§ Supplied records:
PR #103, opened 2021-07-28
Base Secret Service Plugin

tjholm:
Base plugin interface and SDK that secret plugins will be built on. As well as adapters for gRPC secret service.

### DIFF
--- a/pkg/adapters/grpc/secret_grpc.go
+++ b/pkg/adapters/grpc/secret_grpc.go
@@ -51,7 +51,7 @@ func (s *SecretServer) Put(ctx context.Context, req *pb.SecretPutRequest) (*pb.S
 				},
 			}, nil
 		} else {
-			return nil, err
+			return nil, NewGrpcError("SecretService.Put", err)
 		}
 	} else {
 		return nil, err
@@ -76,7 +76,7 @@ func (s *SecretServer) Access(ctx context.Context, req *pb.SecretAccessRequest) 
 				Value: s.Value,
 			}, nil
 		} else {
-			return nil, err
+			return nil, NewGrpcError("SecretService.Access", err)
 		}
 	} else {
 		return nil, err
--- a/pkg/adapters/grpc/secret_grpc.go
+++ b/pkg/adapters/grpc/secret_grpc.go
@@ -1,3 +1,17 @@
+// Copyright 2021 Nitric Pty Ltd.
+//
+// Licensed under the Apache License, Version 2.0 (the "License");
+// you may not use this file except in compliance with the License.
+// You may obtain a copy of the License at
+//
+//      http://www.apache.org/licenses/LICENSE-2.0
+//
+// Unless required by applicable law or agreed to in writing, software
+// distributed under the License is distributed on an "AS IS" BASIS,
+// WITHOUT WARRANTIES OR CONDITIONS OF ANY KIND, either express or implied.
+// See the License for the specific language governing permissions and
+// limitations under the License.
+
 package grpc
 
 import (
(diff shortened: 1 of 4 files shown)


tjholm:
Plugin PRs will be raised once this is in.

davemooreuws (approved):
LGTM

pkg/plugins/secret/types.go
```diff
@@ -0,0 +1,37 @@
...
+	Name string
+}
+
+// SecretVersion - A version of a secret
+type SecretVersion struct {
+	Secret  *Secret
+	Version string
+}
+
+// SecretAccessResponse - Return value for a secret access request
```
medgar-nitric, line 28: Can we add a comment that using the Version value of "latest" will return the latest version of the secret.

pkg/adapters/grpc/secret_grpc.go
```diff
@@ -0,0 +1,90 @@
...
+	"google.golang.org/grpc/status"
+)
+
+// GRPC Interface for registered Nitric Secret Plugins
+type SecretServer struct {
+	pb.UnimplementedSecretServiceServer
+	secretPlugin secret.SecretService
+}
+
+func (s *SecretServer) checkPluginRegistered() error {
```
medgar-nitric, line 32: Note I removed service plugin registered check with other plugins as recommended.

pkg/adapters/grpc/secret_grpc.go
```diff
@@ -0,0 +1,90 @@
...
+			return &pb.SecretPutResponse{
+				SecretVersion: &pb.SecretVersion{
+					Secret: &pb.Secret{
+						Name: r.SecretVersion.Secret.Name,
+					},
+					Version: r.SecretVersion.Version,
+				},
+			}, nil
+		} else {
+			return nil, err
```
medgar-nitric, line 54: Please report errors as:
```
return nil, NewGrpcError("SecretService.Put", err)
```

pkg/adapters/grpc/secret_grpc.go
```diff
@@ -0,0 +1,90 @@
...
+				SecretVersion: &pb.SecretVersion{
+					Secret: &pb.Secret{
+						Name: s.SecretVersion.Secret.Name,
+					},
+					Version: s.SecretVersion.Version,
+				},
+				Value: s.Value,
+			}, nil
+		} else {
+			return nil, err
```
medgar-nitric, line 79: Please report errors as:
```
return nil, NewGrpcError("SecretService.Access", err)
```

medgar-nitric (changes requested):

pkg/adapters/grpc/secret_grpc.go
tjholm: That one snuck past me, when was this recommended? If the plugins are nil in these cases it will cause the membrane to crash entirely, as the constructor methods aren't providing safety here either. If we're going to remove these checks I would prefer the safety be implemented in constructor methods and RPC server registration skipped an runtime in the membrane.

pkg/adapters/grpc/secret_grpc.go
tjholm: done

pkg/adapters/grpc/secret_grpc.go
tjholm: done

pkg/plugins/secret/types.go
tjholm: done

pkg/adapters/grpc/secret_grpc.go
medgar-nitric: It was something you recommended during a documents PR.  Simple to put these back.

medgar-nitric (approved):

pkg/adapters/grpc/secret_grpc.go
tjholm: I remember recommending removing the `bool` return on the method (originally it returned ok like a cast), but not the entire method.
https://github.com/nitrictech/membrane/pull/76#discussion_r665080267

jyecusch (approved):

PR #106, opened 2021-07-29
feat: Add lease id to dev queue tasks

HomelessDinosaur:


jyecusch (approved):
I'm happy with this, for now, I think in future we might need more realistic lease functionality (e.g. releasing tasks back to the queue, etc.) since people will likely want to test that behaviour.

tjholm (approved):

§ Your instructions: Exact copies of every record are required.

§ Finished exercise:
PR #103, opened 2021-07-28
Base Secret Service Plugin

tjholm:
Base plugin interface and SDK that secret plugins will be built on. As well as adapters for gRPC secret service.

### DIFF
--- a/pkg/adapters/grpc/secret_grpc.go
+++ b/pkg/adapters/grpc/secret_grpc.go
@@ -51,7 +51,7 @@ func (s *SecretServer) Put(ctx context.Context, req *pb.SecretPutRequest) (*pb.S
 				},
 			}, nil
 		} else {
-			return nil, err
+			return nil, NewGrpcError("SecretService.Put", err)
 		}
 	} else {
 		return nil, err
@@ -76,7 +76,7 @@ func (s *SecretServer) Access(ctx context.Context, req *pb.SecretAccessRequest) 
 				Value: s.Value,
 			}, nil
 		} else {
-			return nil, err
+			return nil, NewGrpcError("SecretService.Access", err)
 		}
 	} else {
 		return nil, err
--- a/pkg/adapters/grpc/secret_grpc.go
+++ b/pkg/adapters/grpc/secret_grpc.go
@@ -1,3 +1,17 @@
+// Copyright 2021 Nitric Pty Ltd.
+//
+// Licensed under the Apache License, Version 2.0 (the "License");
+// you may not use this file except in compliance with the License.
+// You may obtain a copy of the License at
+//
+//      http://www.apache.org/licenses/LICENSE-2.0
+//
+// Unless required by applicable law or agreed to in writing, software
+// distributed under the License is distributed on an "AS IS" BASIS,
+// WITHOUT WARRANTIES OR CONDITIONS OF ANY KIND, either express or implied.
+// See the License for the specific language governing permissions and
+// limitations under the License.
+
 package grpc
 
 import (
(diff shortened: 1 of 4 files shown)


tjholm:
Plugin PRs will be raised once this is in.

davemooreuws (approved):
LGTM

pkg/plugins/secret/types.go
```diff
@@ -0,0 +1,37 @@
...
+	Name string
+}
+
+// SecretVersion - A version of a secret
+type SecretVersion struct {
+	Secret  *Secret
+	Version string
+}
+
+// SecretAccessResponse - Return value for a secret access request
```
medgar-nitric, line 28: Can we add a comment that using the Version value of "latest" will return the latest version of the secret.

pkg/adapters/grpc/secret_grpc.go
```diff
@@ -0,0 +1,90 @@
...
+	"google.golang.org/grpc/status"
+)
+
+// GRPC Interface for registered Nitric Secret Plugins
+type SecretServer struct {
+	pb.UnimplementedSecretServiceServer
+	secretPlugin secret.SecretService
+}
+
+func (s *SecretServer) checkPluginRegistered() error {
```
medgar-nitric, line 32: Note I removed service plugin registered check with other plugins as recommended.

pkg/adapters/grpc/secret_grpc.go
```diff
@@ -0,0 +1,90 @@
...
+			return &pb.SecretPutResponse{
+				SecretVersion: &pb.SecretVersion{
+					Secret: &pb.Secret{
+						Name: r.SecretVersion.Secret.Name,
+					},
+					Version: r.SecretVersion.Version,
+				},
+			}, nil
+		} else {
+			return nil, err
```
medgar-nitric, line 54: Please report errors as:
```
return nil, NewGrpcError("SecretService.Put", err)
```

pkg/adapters/grpc/secret_grpc.go
```diff
@@ -0,0 +1,90 @@
...
+				SecretVersion: &pb.SecretVersion{
+					Secret: &pb.Secret{
+						Name: s.SecretVersion.Secret.Name,
+					},
+					Version: s.SecretVersion.Version,
+				},
+				Value: s.Value,
+			}, nil
+		} else {
+			return nil, err
```
medgar-nitric, line 79: Please report errors as:
```
return nil, NewGrpcError("SecretService.Access", err)
```

medgar-nitric (changes requested):

pkg/adapters/grpc/secret_grpc.go
tjholm: That one snuck past me, when was this recommended? If the plugins are nil in these cases it will cause the membrane to crash entirely, as the constructor methods aren't providing safety here either. If we're going to remove these checks I would prefer the safety be implemented in constructor methods and RPC server registration skipped an runtime in the membrane.

pkg/adapters/grpc/secret_grpc.go
tjholm: done

pkg/adapters/grpc/secret_grpc.go
tjholm: done

pkg/plugins/secret/types.go
tjholm: done

pkg/adapters/grpc/secret_grpc.go
medgar-nitric: It was something you recommended during a documents PR.  Simple to put these back.

medgar-nitric (approved):

pkg/adapters/grpc/secret_grpc.go
tjholm: I remember recommending removing the `bool` return on the method (originally it returned ok like a cast), but not the entire method.
https://github.com/nitrictech/membrane/pull/76#discussion_r665080267

jyecusch (approved):

PR #106, opened 2021-07-29
feat: Add lease id to dev queue tasks

HomelessDinosaur:


jyecusch (approved):
I'm happy with this, for now, I think in future we might need more realistic lease functionality (e.g. releasing tasks back to the queue, etc.) since people will likely want to test that behaviour.

tjholm (approved):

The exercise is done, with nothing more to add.